Dear Grandpa José,
Do you remember when I was 16 and going to Hawaii? You told me about the Honolulu Santiagos, your cousins who left Puerto Rico as teens, like you did. Except they went to Hawaii instead of New York. (They’d heard, you said, about the pineapple.) You wanted me to look them up.
But Grandpa, I countered, will they believe that this white girl is related to them? Back then I didn’t even speak Spanish.
You raised both of your wrinkly eyebrows at me. Are you saying… that Puerto Ricans are black?
I almost laughed, but managed to keep it down to a snort. No, Grandpa. I’m saying that I look like a gringa.

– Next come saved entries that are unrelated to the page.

PR #617, opened 2019-12-16
Skip command gem update

dhoppe:
This command is not necessary, because the gem ```rubygems-update``` will provide the executable ```bundle``` and the command ```gem update --system``` will make sure that it is up to date.

### DIFF
--- a/moduleroot/.travis.yml.erb
+++ b/moduleroot/.travis.yml.erb
@@ -22,7 +22,6 @@ addons:
 <%- end -%>
 before_install:
   - yes | gem update --system
-  - gem update bundler
   - bundle --version
 script:
   - 'bundle exec rake $CHECK'


ekohl:
Why do we even run `gem update --system`? Following https://github.com/puppetlabs/pdk-templates/pull/300 I think it's safe for us to completely drop it.

dhoppe:
@ekohl I am not sure, but some of the new features could be useful. For example that error messages are sent to STDERR:
* https://github.com/bundler/bundler/blob/v2.1.0/CHANGELOG.md#200pre1-2018-11-09

ekohl:
In theforeman modules we never had this line and I never missed it. On the other hand, we've had to update it multiple times in voxpupuli to fix issues. That's why I prefer to be on the safe side.

PR #631, opened 2020-01-10
Make 'before_install' in .travis.yml configurable

baurmatt:
This is needed to be able clone the puppetlabs-ruby_task_helper for
Bolt task spec tests.

See https://github.com/puppetlabs/puppetlabs-azure_inventory/blob/fee6f7e93559d5e72e3e6763a415883612f36a73/.travis.yml#L6 as an example of what I'd like to do.

### DIFF
--- a/config_defaults.yml
+++ b/config_defaults.yml
@@ -1,5 +1,8 @@
 ---
 .travis.yml:
+  before_install:
+    - yes | gem update --system
+    - bundle --version
   docker_sets:
   docker_defaults:
     # values will replace @@SET@@ with the docker_sets' value
--- a/moduleroot/.travis.yml.erb
+++ b/moduleroot/.travis.yml.erb
@@ -20,9 +20,12 @@ addons:
     <%- end -%>
   <%- end -%>
 <%- end -%>
+<%- if @configs['before_install'] -%>
 before_install:
-  - yes | gem update --system
-  - bundle --version
+<% @configs['before_install'].each do |bi| -%>
+  - <%= bi %>
+<% end -%>
+<%- end -%>
 script:
   - 'bundle exec rake $CHECK'
 matrix:


moduleroot/.travis.yml.erb
```diff
@@ -21,8 +21,9 @@ addons:
   <%- end -%>
 <%- end -%>
 before_install:
```
ekohl: Perhaps there should be a conditional before to skip this line if `before_install` is empty.

config_defaults.yml
```diff
@@ -1,5 +1,8 @@
 ---
 .travis.yml:
+  before_install:
+    - yes | gem update --system
```
ekohl: A bit unrelated to this, but I'm still of the opinion that we should drop this.

moduleroot/.travis.yml.erb
baurmatt: Thought about that while implementing, but other parameters in that file don't have one either. If you prefer to have a `if` block around it, I'm happy to add it.

config_defaults.yml
baurmatt: The `yes` part was introduced by https://github.com/voxpupuli/modulesync_config/pull/616

The `gem update --system` part seems to by originally introduced by https://github.com/voxpupuli/modulesync_config/pull/535

Should I open a followup issue for that?

bastelfreak: I think a separate PR for this is a good idea.

moduleroot/.travis.yml.erb
baurmatt: Added :)

config_defaults.yml
baurmatt: Opened https://github.com/voxpupuli/modulesync_config/issues/632 for that.

PR #633, opened 2020-01-17
Fix command to get latest tag

dhoppe:
The command ```git tag --list | tail -n 1``` does not point to the latest tag:
```
git tag --list | tail -n 1
2.9.0
```

This is related to the sorting of the tags:
```
git tag --list
...
2.0.0
2.1.0
2.10.0
2.10.1
2.2.0
2.3.0
2.4.0
2.5.0
2.6.0
2.7.0
2.8.0
2.9.0
```

The command ```git describe --abbrev=0``` will actually point to the latest tag:
```
git describe --abbrev=0
2.10.1
```

### DIFF
--- a/README.md
+++ b/README.md
@@ -9,7 +9,7 @@ Module sync configurations for Vox Pupuli Modules
 ```bash
 git clone https://github.com/voxpupuli/modulesync_config.git
 cd modulesync_config
-git checkout $(git tag --list | tail -n 1) # checkout latest tag
+git checkout $(git tag --list | sort -V | tail -n1) # checkout latest tag
 bundle install
 bundle exec msync help update
 ```


dhoppe:
Hm. It looks like this command only works on annotated tags. :(

bastelfreak:
Since we only have annotated tags, this would be fine?

dhoppe:
No. I did a loop over all repositories and found several where the new command did not work. For example puppet-zabbix.

ghoneycutt:
Looked and non-annotated tags are pervasive. Sort has a way of handling version numbers.

`git tag --list | sort -V | tail -n1`

ghoneycutt:
Simple test

```sh
$ git tag -l
1
2
2.10.1
2.9.0

$ git tag --list |  tail -n1
2.9.0

$ git tag --list | sort -V | tail -n1
2.10.1
```

dhoppe:
@ghoneycutt Thx. I just updated my commit.

PR #638, opened 2020-02-09
Drop `redcarpet` gem

bastelfreak:
Initially introduced in da540ad5f56192c07f2e764c484431264b62fe7b as a
missing dependency to puppet-strings. I tested this on the puppet-borg
module. The gem isn't required to build our REFERENCE.md.


alexjfisher:
I guess if we're mistaken, we can always add it back.

PR #641, opened 2020-02-16
Ignore trailing whitespace in CHANGELOG.md since it is auto generated.

ghoneycutt:


alexjfisher:
FWIW, the rake task already handles this and this should only be a problem if running github-changelog-generator by hand.

PR #646, opened 2020-04-05
Set hiera_config after including the spec helper

ekohl:
Setting hiera_config is only valid after loading rspec-puppet.


ekohl:
This affects two modulesyncs and I've updated both: https://github.com/voxpupuli/puppet-telegraf/pull/140 & https://github.com/voxpupuli/puppet-openvpn/pull/376.

PR #649, opened 2020-04-19
spec_helper_acceptance: Add helper to load custom files

bastelfreak:
This allows us to keept the spec_helper_acceptance clean and managed by
modulesync, but it also provides enough flexibility for our module
developers to inject custom code into the test suite.

Also this alligns our setup with the one from the foreman people.


bastelfreak:
This was tested in https://github.com/voxpupuli/puppet-zabbix/pull/682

Ah. Well. Yes. That is true.
You told me more about your cousins, but I don’t remember any of the details. I’m sorry about that. While I was on Oahu I got out the phone book and discovered hundreds of Santiagos listed. Nice, I thought. It’s a common name in many places, but this was ridiculous. (In the Grenada phone book, there are zero Santiagos. Bean and I are the only ones on the island and we can’t be bothered with land lines.)
I’m not shy, exactly, but I’ve never been a fan of the phone, not even at 16. So I didn’t make any calls. Do you remember that to make up for that I brought you some sand from Waikiki beach? And that years later I brought you sand from Normandy, France?

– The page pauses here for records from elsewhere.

PR #654, opened 2020-05-12
Manage GitHub settings via Probot

dhoppe:
This pull request allows us to manage the GitHub settings via Probot. I left out the labels, as they are managed by ```vox-pupuli-tasks```. 

Maybe we can also read the file ```metadata.json``` to automatically add values for ```name```, ```description```, ```homepage``` and ```topics```. 

Unfortunately, the ```delete_merge_on_branch``` parameter does not work yet: 
* https://github.com/probot/settings/issues/134

Also, the rule for the ```modulesync``` branch will not be applied if it does not already exist:
* https://github.com/probot/settings/issues/136

### DIFF
--- a/moduleroot/.github/settings.yml
+++ b/moduleroot/.github/settings.yml
@@ -1,0 +1,36 @@
+repository:
+  private: false
+  has_issues: true
+  has_projects: false
+  has_wiki: false
+  has_downloads: true
+  default_branch: master
+  allow_squash_merge: true
+  allow_merge_commit: true
+  allow_rebase_merge: true
+  delete_branch_on_merge: true
+  archived: false
+
+branches:
+  - name: master
+    protection:
+      required_pull_request_reviews:
+        required_approving_review_count: 1
+        dismiss_stale_reviews: true
+        require_code_owner_reviews: true
+      required_status_checks:
+        strict: true
+        contexts: ['continuous-integration/travis-ci']
+      enforce_admins: true
+      restrictions: null
+      required_signatures: true
+  - name: modulesync
+    protection:
+      required_pull_request_reviews: null
+      required_status_checks:
+        strict: true
+        contexts: ['continuous-integration/travis-ci']
+      enforce_admins: true
+      restrictions: null
+      required_signatures: true
+
--- a/moduleroot/CODEOWNERS
+++ b/moduleroot/CODEOWNERS
@@ -1,0 +1,3 @@
+.github/settings.yml @voxpupuli/project-maintainers
+
+* @voxpupuli/collaborators


moduleroot/.github/settings.yml
```diff
@@ -0,0 +1,36 @@
...
+branches:
+  - name: master
+    protection:
+      required_pull_request_reviews:
+        required_approving_review_count: 1
+        dismiss_stale_reviews: true
+        require_code_owner_reviews: true
+      required_status_checks:
+        strict: true
+        contexts: ['continuous-integration/travis-ci']
```
ekohl, line 23: I think this doesn't work for our release workflow. Also not sure if there might be a difference between legacy open source Travis and the modern one. Might be that we have some modules using the modern one.

moduleroot/.github/settings.yml
```diff
@@ -0,0 +1,36 @@
+repository:
+  private: false
+  has_issues: true
+  has_projects: false
+  has_wiki: false
```
ekohl, line 5: I like this, but have we checked whether this is actually true? Or do you want to do that as part of the modulesync review?

moduleroot/.github/settings.yml
dhoppe: @bastelfreak mentioned that the ```travis_relase``` task might fail, but we could set ```enforce_admins: false``` to override this behavior. 

I do not know, if we are able to check the current Travis CI version, but it should be able to configure multiple contexts like Travis CI and Jenkins. In the end it is an array, but I have to take a look at the docs, if this will be treated as ```and``` condition.

moduleroot/.github/settings.yml
dhoppe: It should be possible to loop over ```managed_modules.yml``` to fetch the current values regarding ```projects``` and ```wiki```.

ekohl:
One thing to consider is that there are people who use our modulesync on their own modules. On the other hand, they can delete the file if they want to.

dhoppe:
We should add a section to the ```README.md``` that these two files need to be deleted via ```.sync.yml``` or modified. To be honest, we might need to convert them to ```.erb```. This allows other projects to modify them or define excludes for a set of repositories.

moduleroot/.github/settings.yml
bastelfreak: as far as I know this will break our release process (that's why I tested this long time ago and had to remove the branch protection again). This will enforce that travis runs for every PR and only PRs are allowed for the protected branch. You cannot push anymore directly to master. This in general should be our goal, but our travis_release task directly pushes to master:
https://github.com/voxpupuli/voxpupuli-release-gem/blob/fb73087fda1f64b79ee3bb668e3a4ce6cd8626b1/lib/voxpupuli/release/rake_tasks.rb#L32-L33

If I remember corretly nobody can push to master, even admins. admins "only" have the power to merge PRs if travis is still running/failing.

dhoppe: @bastelfreak I think you have missed my comment regarding ```enforce_admins: null```. 

I was able to merge a pull request, although the conditions for the Travis CI check were not fulfilled:
* https://github.com/dhoppe/foo/pull/1

I also was able to push to the master branch:
* https://github.com/dhoppe/foo/commit/8ef29acccdd6d1b94dfb3a59ee60e4bab96f894d

This might be related to the ```CODEOWNERS```.

I think it would be best if I make a template from the files and we start with some small changes in the ```config_defaults.yml``` file.

moduleroot/.github/settings.yml.erb
```diff
@@ -0,0 +1,52 @@
...
+  - name: <%= label['name'] %>
+<%     label.keys.each do |k| -%>
+<%       next if k == 'name' -%>
+    <%= k %>: <%= label[k] %>
+<%     end -%>
+<%   end -%>
+<% end -%>
+<% if @configs['branches'] -%>
+
+branches:
```
dhoppe, line 20: I am pretty sure that this can be done easier.

moduleroot/.github/settings.yml
ekohl: It has to be tested by Travis, but Travis/Github identifies by commit. That means you can push it to a branch, get it tested and merged. Perhaps you can change the script to push to a `next-release` branch and set up auto merge rules for that with something like [mergify](https://mergify.io/)

moduleroot/.github/settings.yml.erb
```diff
@@ -0,0 +1,52 @@
...
+<%   @configs['branches'].each do |branch| -%>
+  - name: <%= branch['name'] %>
+<%     branch.keys.each do |k| -%>
```
ekohl, line 23: You can also iterate over the tuples
```suggestion
<%     branch.keys.each do |key, value| -%>
```

This avoids the whole `branch[k]` part.

moduleroot/.github/settings.yml.erb
```diff
@@ -0,0 +1,52 @@
...
+<%       next if k == 'name' -%>
+    <%= k %>:
+<%       if branch[k].has_key?('required_pull_request_reviews') -%>
+<%         if branch[k]['required_pull_request_reviews'].nil? -%>
```
ekohl, line 27: `branch[k]['required_pull_request_reviews']` is nil, whether the key exists or not. It's not like Python which raises an exception if the key is not set.

moduleroot/.github/settings.yml.erb
```diff
@@ -0,0 +1,52 @@
...
+<% if @configs['labels'] -%>
+
+labels:
+<%   @configs['labels'].each do |label| -%>
+  - name: <%= label['name'] %>
+<%     label.keys.each do |k| -%>
+<%       next if k == 'name' -%>
+    <%= k %>: <%= label[k] %>
+<%     end -%>
+<%   end -%>
```
ekohl, line 16: Not sure if delete is pretty, but I think it works:
```suggestion
  - name: <%= label.delete('name') %>
<%     label.each do |key, value| -%>
    <%= key %>: <%= value %>
<%     end -%>
<%   end -%>
```

moduleroot/.github/settings.yml.erb
```diff
@@ -0,0 +1,52 @@
+<% if @configs['repository'] -%>
```
ekohl, line 1: Another thought for this file:
```ruby
data = {}
['repository', 'labels', 'branches'].each do |key|
  data[key] = @configs[key] if @configs[key]
end
-%>
<%= data.to_yaml %>
```

moduleroot/.github/settings.yml
dhoppe: I will remove the ```required_pull_request_reviews```, ```required_status_checks```, ```enforce_admins``` and ```restrictions``` to get started.

Thanks for the tip on ```mergify```. I will ll take a look at it later.

moduleroot/.github/settings.yml.erb
dhoppe: That is what I was looking for, but it was so late. However ```~``` is not interpreted as ```null```.

moduleroot/.github/settings.yml
dhoppe: Many repositories use ```projects```and / or ```wiki```because this is a default value during the creation process. I think we need to check this manually during the ```modulesync``` and modify it if necessary via ```.sync.yml```.

moduleroot/CODEOWNERS.erb
```diff
@@ -0,0 +1,5 @@
+<% if @configs['permissions'] -%>
+<%   @configs['permissions'].each do |key, value| -%>
+<%= key %> <%= value %>
+<%   end -%>
+<% end -%>
```
ekohl, line 5: Untested, but I think this will result in the same:
```suggestion
<% @configs['permissions']&.each do |key, value| -%>
<%= key %> <%= value %>
<% end -%>
```

dhoppe:
I think now we have a working version that we could test on a repository. 

This should cover most of the features of https://github.com/voxpupuli/vox-pupuli-tasks/issues/14

moduleroot/CODEOWNERS.erb
dhoppe: It does. Honestly, how many Ruby books do you have hidden under your pillow? ;)

ekohl: None, I still consider myself a novice Ruby developer tbh. Just look at a bunch of other devs  and PR reviews. Copy that. That's how I learned the language constructs. This one is called the [safe navigation operator](https://en.wikipedia.org/wiki/Safe_navigation_operator#Ruby) and was introduced in Ruby 2.3.

Also read the core data structures ([Array](https://ruby-doc.org/core-2.7.1/Array.html), [Hash](https://ruby-doc.org/core-2.7.1/Hash.html), [String](https://ruby-doc.org/core-2.7.1/String.html) and [Integer](https://ruby-doc.org/core-2.7.1/Integer.html)) when you deal with them. The list of methods is useful.

Once you have a decent understanding of what's possible, you can express yourself much more powerful.

config_defaults.yml
```diff
@@ -35,6 +70,10 @@
     channels:
     - "chat.freenode.org#voxpupuli-notifications"
   user: puppet
+CODEOWNERS:
+  permissions:
+    '.github/settings.yml': '@voxpupuli/project-maintainers'
+    '*': '@voxpupuli/collaborators'
```
bastelfreak, line 76: this will send an email to every collaborator, right? Is that maybe too noisy?

ekohl: Right now I purposely unwatched a lot of repositories precisely because of it.

dhoppe: Damn. This was supposed to be a failsafe, according to the docs of Probot. I will drop the last line, but the first one is necessary:
* https://github.com/probot/settings#security-implications

dhoppe:
I think I understand the problem now. GitHub allows things on its website that do not work with Curl or Probot. 

I actually think it is quite nice when a review of the pull request is needed. However, this does not work with the task ```travis_release```. Therefore I made two changes. 

However, I will still contact GitHub support to have branches automatically deleted after a merge and to create protection rules for non-existent branches.

config_defaults.yml
```diff
@@ -1,4 +1,37 @@
 ---
+.github/settings.yml:
+  repository:
+    private: false
+    has_issues: true
+    has_projects: false
+    has_wiki: false
+    has_downloads: true
+    default_branch: master
```
wyardley, line 9: Maybe out of scope for this specific PR, but has there been discussion of changing the default branch name to main?

ekohl: AFAIK there has not been any discussion on this.

PR #1503, opened 2026-01-14
Improve read BIDS example

cbrnr:
I just followed along the example and found some opportunities to improve it. Most importantly, the MNE sample dataset (1.5GB) was downloaded although it was never used/needed here.

### DIFF
--- a/.circleci/config.yml
+++ b/.circleci/config.yml
@@ -38,6 +38,10 @@ jobs:
                 echo "source /home/circleci/mne_bids_env/bin/activate" >> $BASH_ENV
 
         - run:
+            name: Pre-create MNE config
+            command: mkdir -p /home/circleci/.mne
+
+        - run:
             name: Install Python packages
             command: |
               python -m pip install --upgrade --progress-bar off pip


cbrnr:
Also, macOS jobs are failing because of some old `scipy.special.sph_harm` deprecation that should have been fixed in MNE-Python a long time ago? Very likely because the "stable" version is still pinned at `maint/1.9` (should be fixed in #1504).

larsoner:
Nowadays the GitHub users themselves have to register on CircleCI (@cbrnr you could do this if you want, it's free and quick). It's a minor annoyance introduced a few months ago, so far it has been okay at the MNE-Python end at least just clicking the "run workflow from failed" button on the CircleCI UI as a maintainer when needed

cbrnr:
PS: I did sign up / log in to CircleCI via my GitHub account, but I still cannot restart the job...

sappelhoff:
maybe you don't have sufficient rights for mne-bids. I restarted it for you.

cbrnr:
Thanks @sappelhoff. Whatever it is, it is annoying and I would turn this feature off, otherwise this will hit every contributor who doesn't have a CircleCI account.

sappelhoff:
> Can we make the main area a bit wider so that this doesn't happen?

fine with me

sappelhoff:
> but can we not switch to another provider such as GitHub Actions?

The main reason to stick with circleci is their service to render the built artifacts (docs) accessibly as a website as in https://output.circle-artifacts.com/output/job/f46731b9-1e1e-4d7c-9ee6-7c6ed0d79f56/artifacts/0/dev/index.html

this is convenient because reviewers do not have to download, extract. and open the build artifacts, as is the case with GH actions. 

If we can find a way around this, I would be open to using the alternative.

cbrnr:
The horizontal space can definitely be moved to a new issue. However, I think we should try to resolve the first two issues regarding the warnings (https://github.com/mne-tools/mne-bids/pull/1503#issuecomment-3753907953). @larsoner do you know if we can get rid of those?

PR #1512, opened 2026-02-05
Support BIDS compliant eyetracking data I/O (BEP 020)

scott-huberty:
Seeing what it will take to read/write eyetracking data according to BIDS-specification BEP 020.

I had to hack around the internals a bit because the BIDS spec for eyetracking data differs a bit from what we've seen with other modalities (AFAIK). For example:

1) instead of storing data in a single binary file, the data _for each eye_ gets written to its own separate text file.
2) eyetracking data does not get its own modality/datatype. If eyetracking data is recorded on its own, it gets stored in a behavior directory (`'beh'`). If eyetracking data is collected alongside another modality such as EEG, it gets written to the `'eeg'` directory.
3) regardless of the directory it is written to (e.g. `'beh'`, `'eeg'`, `'func'`), eyetracking text files are given the `_physio` suffix. When reading, to figure out if a `<match>_physio.tsv` file contains eyetracking data (and not some other physiological data type), you must open its corresponding JSON sidecar file and inspect the `PhsyioType` field.

### Needs

- [ ] #1528
- [ ] #1536


mne_bids/tests/test_copyfiles.py
```diff
@@ -212,6 +212,7 @@ def test_copyfile_mef(tmp_path):
     assert (dest / "session" / "segment.dat").read_bytes() == b"\x00\x01\x02"
 
 
+@pytest.mark.xfail(reason="Need to discuss this with devs.")
```
scott-huberty: per my [comment on _parse_ext](https://github.com/mne-tools/mne-bids/pull/1512#discussion_r2866587657), I refactored `_parse_ext` to handle multi-extension filenames. However this test copies data from `<match>.set` to a file names `<match>.set.set`

However on L232, we seem to test that `copyfile_eeglab(raw_fname, new_name)` will be able to copy `<match>.set` to `<match>.set.set` without error. .

I think this is because on main:

```python
_parse_ext("/CONVERTED_test_raw.set.set") 
```

Will (incorrectly!) return `('/CONVERTED_test_raw.set', '.set')` .. Which just happened to play well with `copyfile_eeglab`.

if I can change one line in this test:

```python
new_name = bids_root / f"CONVERTED_{fname}.set"
```

To

```python
new_name = bids_root / f"CONVERTED_{fname}"
```

Then this test will pass again.

mne_bids/tsv_handler.py
```diff
@@ -183,7 +198,40 @@ def _from_tsv(fname, dtypes=None):
     return data_dict
 
 
-def _to_tsv(data, fname):
+def _from_compressed_tsv(fname, dtypes=None):
+    """Wrap _from_tsv and then read column names from corresponding JSON."""
+    fname = Path(fname)
```
scott-huberty: Physiological (including eyetracking) data files need to be saved into gzipped text files. So I added functionality to be able to read/write such files.

mne_bids/write.py
```diff
@@ -387,7 +388,9 @@ def _events_tsv(
     raw,
     fname,
     trial_type,
+    *,
     event_metadata=None,
+    include_column_names=True,
```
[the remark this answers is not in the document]
scott-huberty: Change of plans. I realized that gzipped text generally files cannot have headers (according to BIDS spec). I added stand alone functions to write compressed TSVs.

mne_bids/write.py
```diff
@@ -2509,7 +2552,8 @@ def write_raw_bids(
 
     # otherwise if the BIDSPath currently exists, check if we
     # would like to overwrite the existing dataset
-    if bids_path.fpath.exists():
+    # TODO: Why did I gatekeep eyetracking from this path. Remove and see if it breaks.
+    if bids_path.fpath.exists() and not is_eyetracking_only:
```
scott-huberty: The reason that I gatekeep this path from eyetracking-only data is because, `bids_path.fpath` will point to the` _physio.tsv.gz` file, which already exists at this point because it gets created earlier in this function (by `write_eyetrack_tsvs`).

Maybe there is a cleaner way to go about this but I will need to think about it.

scott-huberty:
Note to self and reviewers:

This PR is huge. I am going to split out parts of this into standalone PR's, to reduce the diff here and aid focused reviews (e.g.  the compressed TSV I/O code, the `_parse_ext` refactoring code, etc).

When I told you about the crush of souls I’d felt there, at Omaha Beach, you knew exactly what I was talking about. You believed in stuff like that.
I admit that I always thought you were more than a little bit racist. Like the thing you said about Puerto Ricans being black, as if that were offensive. Or how you’d go on about Maury Povich and Connie Chung being married. Or the time you called my college boyfriend a k!ke. I didn’t like that. At all. But I balanced it against your life.
You’d lived in rural Ohio during the late 40s and 50s, speaking faulty and accented English, saddled with your imported temper. All your friends called you “Joe”, but that never felt like your name. You should have been a world-class architect, but were foreign and self-educated and stuck. You talked rough but you had buddies of all colors. You only insulted my friends when they weren’t around. I used to joke that your only real prejudice was against fat people. And when I compared you to Redd Foxx, told you you were just like him except Puerto Rican, you tried not to smile but failed miserably.
I learned to watch the news in your living room. I learned to understand it at your dinner table. You were a storyteller. I like to think that I inherited that gift.
I knew you were my favorite long before you died. I was still surprised, though, not by how much I missed you, but by how I missed you. I want to write down that story you told me about how your mother ended World War I through prayer, but I can’t remember enough of the details. I want you to tell me again how much Grandma June would have loved my son. I want to hear you complain about the lack of ingredients in the food. I want you to rant about the purity of National League baseball. I want you to make another cuatro, build another dresser, draw another house.
More than anything, I want to know what you would think of Barack Obama. I think you’d like him. I don’t think you’d care about the color of his skin, though I’m sure you’d have something to say about it. I know you would have voted for him, because you never - in your mind - finished your penance for voting for Richard Nixon. But really, I can’t quite imagine what you’d say and that tears at me. I miss your voice.
The day we took this photo was the last time I ever saw you. You knew you were dying. I knew you were dying. And you knew that I knew. Etcetera. Later, after your funeral, I kept telling myself how lucky it was that you got to meet my Bean, and that 94 years is a very long life. Both of those things are true, yes. But it doesn’t change the fact that you’re gone and I wish you weren’t.
I’m greedy for you, you and your stories.
Sometimes I’ll have an idea, a compulsion, an impulse that I don’t think is wholly mine. You plant ideas in my head. You whisper in my ear. You inspire me. Please, Grandpa. Please don’t ever stop doing that.